━━━ Listed records

PR #261, opened 2023-06-16
fix: panic when device is missing CardName or SerialNumber

### LINKED ISSUE #263: Panic when device is missing CardName or SerialNumber (Minnesota)
# 🐞 Bug Report

device-usb-camera

### Is this a regression?
No

- Run 3.0 version of Edgex core services along with device-usb-camera service (with discovery disabled)
- Add usb camera manually using REST endpoint and omit CardName and/or SerialNumber info while adding. E.g.
      
```
curl -X POST -H 'Content-Type: application/json'  http://localhost:59881/api/v2/device -d '[
    {
    "apiVersion" : "v2",
    "device": {
        "name": "usb-camera",
        "serviceName": "device-usb-camera",
        "profileName": "USB-Camera-General",
        "description": "My test camera",
        "adminState": "UNLOCKED",
        "operatingState": "UP",
        "protocols": {
            "USB": {
                "CardName": "Webcam C270 HD",
                "Path": "/dev/video0",
                "AutoStreaming": "false"
            }
        }
    }
    }
]'
```

- The device is successfully added into Edgex but when we execute some command on the device such as `StartStreaming` the device-usb-camera service panics with the error `panic: interface conversion: interface {} is nil, not string` and eventually exits.

## 🔥 Exception or Error
`panic: interface conversion: interface {} is nil, not string
`
## 🌍  Your Environment
**Deployment Environment:** Docker, Docker + Dev Hybrid

**EdgeX Version [**REQUIRED**]:** 3.0

**Anything else relevant?**
This issue will be fixed in `main`. `CardName` and `SerialNumber` are optional parameters but the service does not have proper checks and when the device is added manually without one or both of these parameters the issue is seen. With the fixed service, based on their respective needs users can manually add a camera with or without these parameters.

ajcasagrande:
See: https://github.com/orgs/edgexfoundry/discussions/129

## PR Checklist

- [X] I am not introducing a breaking change (if you are, flag in conventional commit message with `BREAKING CHANGE:` describing the break)
- [X] I am not introducing a new dependency (add notes below if you are)
- [N/A] I have added unit tests for the new feature or bug fix (if not, why?)
  <link to docs PR>

### DIFF
--- a/internal/driver/driver.go
+++ b/internal/driver/driver.go
@@ -11,6 +11,7 @@ import (
 	"context"
 	"encoding/json"
 	"fmt"
+	"github.com/edgexfoundry/go-mod-core-contracts/v3/dtos"
 	"github.com/gorilla/mux"
 	"io"
 	"net/http"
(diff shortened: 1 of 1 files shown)


lenny-goodell:
@ajcasagrande , please fix on main (not minnesota since there is a work around) and create a BUG issue for it and list it here: https://wiki.edgexfoundry.org/display/FA/Minnesota#Minnesota-KnownBugs

presatish (commented):
It would be helpful if examples under https://github.com/EdgeX-Camera-Management/device-usb-camera/blob/fix-discover-panic/cmd/res/devices are updated too. There is no `CardName` here.

internal/driver/driver.go
```diff
@@ -747,9 +747,9 @@ func (d *Driver) cachedDeviceMap() map[string]models.Device {
 	cds := d.ds.Devices()
 	cdm := make(map[string]models.Device, len(cds))
 	for _, cd := range cds {
-		cn := cd.Protocols[UsbProtocol][CardName].(string)
-		sn := cd.Protocols[UsbProtocol][SerialNumber].(string)
-		if len(cn) > 0 && len(sn) > 0 {
+		cn, cnOK := cd.Protocols[UsbProtocol][CardName].(string)
```
lenny-goodell, line 766: Isn't it the .(string) that is causing the panic if the item is not in the map?

lenny-goodell (changes requested):

internal/driver/driver.go
ajcasagrande: Yes, and the `.(string)` should also be the one returning the cnOK

lenny-goodell (approved):
LGTM

lenny-goodell (changes requested):
> It would be helpful if examples under https://github.com/EdgeX-Camera-Management/device-usb-camera/blob/fix-discover-panic/cmd/res/devices are updated too. There is no `CardName` here.

Yes, and not just in the Example App, also here in this repo.
https://github.com/edgexfoundry/device-usb-camera/blob/main/cmd/res/devices/general.usb.camera.yaml.example
https://github.com/edgexfoundry/device-usb-camera/blob/main/cmd/res/devices/hp.w200.yaml.example

@ajcasagrande , please fix these as part of this PR. THX!

internal/driver/driver.go
```diff
@@ -606,23 +607,37 @@ func (d *Driver) newDevice(name string, protocols map[string]models.ProtocolProp
...
 			fmt.Sprintf("could not find the serial number of the device on the specified path: %s", fdPath), err)
 	}
-	psn := protocols[UsbProtocol][SerialNumber].(string)
-	pcn := protocols[UsbProtocol][CardName].(string)
-	// pre-defined devices may not include serial number information
-	if len(psn) == 0 {
+
+	// if the user provided a serial number or card name, but it does not match the device's serial number or card name,
+	// then return an error, as this may not be the correct device
+	psn, psnOK := protocols[UsbProtocol][SerialNumber].(string)
```
lenny-goodell, line 613: Should also validate `protocols[UsbProtocol]` exists before index on it.

lenny-goodell (changes requested):

internal/driver/driver.go
ajcasagrande: That should already be handled by the validateDevice call I believe. So I wouldn't expect it to be able to reach here unless it had that.

lenny-goodell: Shouldn't validateDevice also ensure SerialNumber and CardName are present?
Or are they somehow optional?

presatish:
> > It would be helpful if examples under https://github.com/EdgeX-Camera-Management/device-usb-camera/blob/fix-discover-panic/cmd/res/devices are updated too. There is no `CardName` here.
> 
> Yes, and not just in the Example App, also here in this repo. https://github.com/edgexfoundry/device-usb-camera/blob/main/cmd/res/devices/general.usb.camera.yaml.example https://github.com/edgexfoundry/device-usb-camera/blob/main/cmd/res/devices/hp.w200.yaml.example
> 
> @ajcasagrande , please fix these as part of this PR. THX!

@lenny-intel After looking into the issue more I don't think `cardName` and `serialNumber` need to be included in the examples. They are not the required parameters, they can be used if additional checking is required. Initially when I posted my comment I thought they are the required parameters.

internal/driver/driver.go
presatish: `SerialNumber` and `CardName` are optional parameters.

lenny-goodell (approved):
LGTM

lenny-goodell (changes requested):
Still need to update the example device files to have the work around

lenny-goodell (approved):
LGTM, ok with not updating the examples since the extras are optional.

━━━━━━

**What you have to do:** This exercise requires all the entries to be written out again exactly.

**Worked solution:**
PR #261, opened 2023-06-16
fix: panic when device is missing CardName or SerialNumber

### LINKED ISSUE #263: Panic when device is missing CardName or SerialNumber (Minnesota)
# 🐞 Bug Report

device-usb-camera

### Is this a regression?
No

- Run 3.0 version of Edgex core services along with device-usb-camera service (with discovery disabled)
- Add usb camera manually using REST endpoint and omit CardName and/or SerialNumber info while adding. E.g.
      
```
curl -X POST -H 'Content-Type: application/json'  http://localhost:59881/api/v2/device -d '[
    {
    "apiVersion" : "v2",
    "device": {
        "name": "usb-camera",
        "serviceName": "device-usb-camera",
        "profileName": "USB-Camera-General",
        "description": "My test camera",
        "adminState": "UNLOCKED",
        "operatingState": "UP",
        "protocols": {
            "USB": {
                "CardName": "Webcam C270 HD",
                "Path": "/dev/video0",
                "AutoStreaming": "false"
            }
        }
    }
    }
]'
```

- The device is successfully added into Edgex but when we execute some command on the device such as `StartStreaming` the device-usb-camera service panics with the error `panic: interface conversion: interface {} is nil, not string` and eventually exits.

## 🔥 Exception or Error
`panic: interface conversion: interface {} is nil, not string
`
## 🌍  Your Environment
**Deployment Environment:** Docker, Docker + Dev Hybrid

**EdgeX Version [**REQUIRED**]:** 3.0

**Anything else relevant?**
This issue will be fixed in `main`. `CardName` and `SerialNumber` are optional parameters but the service does not have proper checks and when the device is added manually without one or both of these parameters the issue is seen. With the fixed service, based on their respective needs users can manually add a camera with or without these parameters.

ajcasagrande:
See: https://github.com/orgs/edgexfoundry/discussions/129

## PR Checklist

- [X] I am not introducing a breaking change (if you are, flag in conventional commit message with `BREAKING CHANGE:` describing the break)
- [X] I am not introducing a new dependency (add notes below if you are)
- [N/A] I have added unit tests for the new feature or bug fix (if not, why?)
  <link to docs PR>

### DIFF
--- a/internal/driver/driver.go
+++ b/internal/driver/driver.go
@@ -11,6 +11,7 @@ import (
 	"context"
 	"encoding/json"
 	"fmt"
+	"github.com/edgexfoundry/go-mod-core-contracts/v3/dtos"
 	"github.com/gorilla/mux"
 	"io"
 	"net/http"
(diff shortened: 1 of 1 files shown)


lenny-goodell:
@ajcasagrande , please fix on main (not minnesota since there is a work around) and create a BUG issue for it and list it here: https://wiki.edgexfoundry.org/display/FA/Minnesota#Minnesota-KnownBugs

presatish (commented):
It would be helpful if examples under https://github.com/EdgeX-Camera-Management/device-usb-camera/blob/fix-discover-panic/cmd/res/devices are updated too. There is no `CardName` here.

internal/driver/driver.go
```diff
@@ -747,9 +747,9 @@ func (d *Driver) cachedDeviceMap() map[string]models.Device {
 	cds := d.ds.Devices()
 	cdm := make(map[string]models.Device, len(cds))
 	for _, cd := range cds {
-		cn := cd.Protocols[UsbProtocol][CardName].(string)
-		sn := cd.Protocols[UsbProtocol][SerialNumber].(string)
-		if len(cn) > 0 && len(sn) > 0 {
+		cn, cnOK := cd.Protocols[UsbProtocol][CardName].(string)
```
lenny-goodell, line 766: Isn't it the .(string) that is causing the panic if the item is not in the map?

lenny-goodell (changes requested):

internal/driver/driver.go
ajcasagrande: Yes, and the `.(string)` should also be the one returning the cnOK

lenny-goodell (approved):
LGTM

lenny-goodell (changes requested):
> It would be helpful if examples under https://github.com/EdgeX-Camera-Management/device-usb-camera/blob/fix-discover-panic/cmd/res/devices are updated too. There is no `CardName` here.

Yes, and not just in the Example App, also here in this repo.
https://github.com/edgexfoundry/device-usb-camera/blob/main/cmd/res/devices/general.usb.camera.yaml.example
https://github.com/edgexfoundry/device-usb-camera/blob/main/cmd/res/devices/hp.w200.yaml.example

@ajcasagrande , please fix these as part of this PR. THX!

internal/driver/driver.go
```diff
@@ -606,23 +607,37 @@ func (d *Driver) newDevice(name string, protocols map[string]models.ProtocolProp
...
 			fmt.Sprintf("could not find the serial number of the device on the specified path: %s", fdPath), err)
 	}
-	psn := protocols[UsbProtocol][SerialNumber].(string)
-	pcn := protocols[UsbProtocol][CardName].(string)
-	// pre-defined devices may not include serial number information
-	if len(psn) == 0 {
+
+	// if the user provided a serial number or card name, but it does not match the device's serial number or card name,
+	// then return an error, as this may not be the correct device
+	psn, psnOK := protocols[UsbProtocol][SerialNumber].(string)
```
lenny-goodell, line 613: Should also validate `protocols[UsbProtocol]` exists before index on it.

lenny-goodell (changes requested):

internal/driver/driver.go
ajcasagrande: That should already be handled by the validateDevice call I believe. So I wouldn't expect it to be able to reach here unless it had that.

lenny-goodell: Shouldn't validateDevice also ensure SerialNumber and CardName are present?
Or are they somehow optional?

presatish:
> > It would be helpful if examples under https://github.com/EdgeX-Camera-Management/device-usb-camera/blob/fix-discover-panic/cmd/res/devices are updated too. There is no `CardName` here.
> 
> Yes, and not just in the Example App, also here in this repo. https://github.com/edgexfoundry/device-usb-camera/blob/main/cmd/res/devices/general.usb.camera.yaml.example https://github.com/edgexfoundry/device-usb-camera/blob/main/cmd/res/devices/hp.w200.yaml.example
> 
> @ajcasagrande , please fix these as part of this PR. THX!

@lenny-intel After looking into the issue more I don't think `cardName` and `serialNumber` need to be included in the examples. They are not the required parameters, they can be used if additional checking is required. Initially when I posted my comment I thought they are the required parameters.

internal/driver/driver.go
presatish: `SerialNumber` and `CardName` are optional parameters.

lenny-goodell (approved):
LGTM

lenny-goodell (changes requested):
Still need to update the example device files to have the work around

lenny-goodell (approved):
LGTM, ok with not updating the examples since the extras are optional.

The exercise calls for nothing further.